## The problem:
What you output should match the data below exactly.

(Exercise input begins)

PR #384, opened 2017-09-12
Bump dependencies versions

ob-stripe:
r? @brandur-stripe 
cc @stripe/api-libraries 

While working on #383, I noticed that npm was complaining about some deprecated packages, so I thought I'd just bump all dependencies to their latest versions. Should probably have done this at the same time as #382, sorry!

I had to modify some tests to account for a breaking change in chai 4.x (cf. https://github.com/chaijs/chai/issues/781).

### DIFF
--- a/package.json
+++ b/package.json
@@ -26,16 +26,16 @@
   },
   "main": "lib/stripe.js",
   "devDependencies": {
-    "chai": "~1.10.0",
-    "chai-as-promised": "~4.1.1",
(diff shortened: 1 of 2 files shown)


brandur-stripe:
Frankly surprised this went so smoothly :) The test suite in stripe-node is pretty good, so +1.

It looks like another one of your open PRs collided with `package.json`. Want to rebase?

ob-stripe:
Done!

(Exercise input ends)

## Task solution:
PR #384, opened 2017-09-12
Bump dependencies versions

ob-stripe:
r? @brandur-stripe 
cc @stripe/api-libraries 

While working on #383, I noticed that npm was complaining about some deprecated packages, so I thought I'd just bump all dependencies to their latest versions. Should probably have done this at the same time as #382, sorry!

I had to modify some tests to account for a breaking change in chai 4.x (cf. https://github.com/chaijs/chai/issues/781).

### DIFF
--- a/package.json
+++ b/package.json
@@ -26,16 +26,16 @@
   },
   "main": "lib/stripe.js",
   "devDependencies": {
-    "chai": "~1.10.0",
-    "chai-as-promised": "~4.1.1",
(diff shortened: 1 of 2 files shown)


brandur-stripe:
Frankly surprised this went so smoothly :) The test suite in stripe-node is pretty good, so +1.

It looks like another one of your open PRs collided with `package.json`. Want to rebase?

ob-stripe:
Done!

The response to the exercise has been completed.